Xin Zhao, Ph.D

Xin Zhao headshot

Faculty Fellow and Assistant Professor of Computer Science

Phone: 206-220-8028

Building/Room: SINE 220-02

There is no doubt that information technology is fueling the U.S. economy. In 2021, the United States tech sector “contributed around 1.8 trillion U.S. dollars to the country's overall gross domestic product (GDP), making up approximately 9.3 percent of total GDP.” Information technology playing an important role is even more true for Washington State – as a global hub for information technology, in total, it has more than 13,000 information technology companies and is the birthplace of renowned businesses such as Amazon, Microsoft, Expedia, and Zillow.

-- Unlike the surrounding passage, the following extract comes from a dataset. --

PR #686, opened 2018-09-17
set a minimum time for protocol loading spinner

### LINKED ISSUE #670: Could we set a minimum display time for the protocol loading screen?
We need the loading screen in some cases, but when the loading happens almost instantaneously, the experience is jarring.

Despite the lightning growth of information technology employment opportunities, there has been a distinct lack of opportunities for females, workers over 40, and other minority groups. Based on a diversity study conducted by U.S. Equal Employment Opportunity Commission (EECO), the information technology sector hired a larger share of white compared with African Americans and Hispanics, a larger share of male compared with female professionals. Besides age, race, and gender, other types of discrimination, such as pregnancy, religion, sexual orientation and gender identity, and disability, are barely studied. Therefore, the project’s overarching goal is to understand the Forms, Causes, and Effects of Employment Discrimination in Information Technology Corporates.

During his fellowship, Xin will conduct an empirical investigation to gain deeper insights into workplace discrimination in information technology field. He will analyze three questions: 1) What kind of discrimination has employees has experienced? 2) What reasons lead to employment discrimination? 3) What impact does the discrimination have on employees? He will also provide feedback to Information Technology Business based on the result of this study to further improve the Diversity, Equity, and Inclusion (DEI) in their workplace.

Recent Research

Xin Zhao and Jeff Gray, “A Survey-Based Empirical Evaluation of Bad Smells in LabVIEW Systems Models,” 28th IEEE International Conference on Software Analysis, Evolution and Reengineering (SANER'21), pp. 177-188, Virtual - Honolulu, Hawaii. USA.

Saheed Popoola, Xin Zhao and Jeff Gray, “Evolution of Bad Smells in LabVIEW Graphical Models.” Journal of Object Technology, Vol 20, No. 1, pp. 1-15, 2021. DOI: 10.5381/jot.2021.20.1.a1

Xin Zhao and Jeff Gray, “BESMER: An Approach for Bad Smells Summarization in Systems Models.” in Models and Evolution at ACM/IEEE 22th International Conference on Model Driven Engineering Languages and Systems (MODELS’19) , Munich, Germany.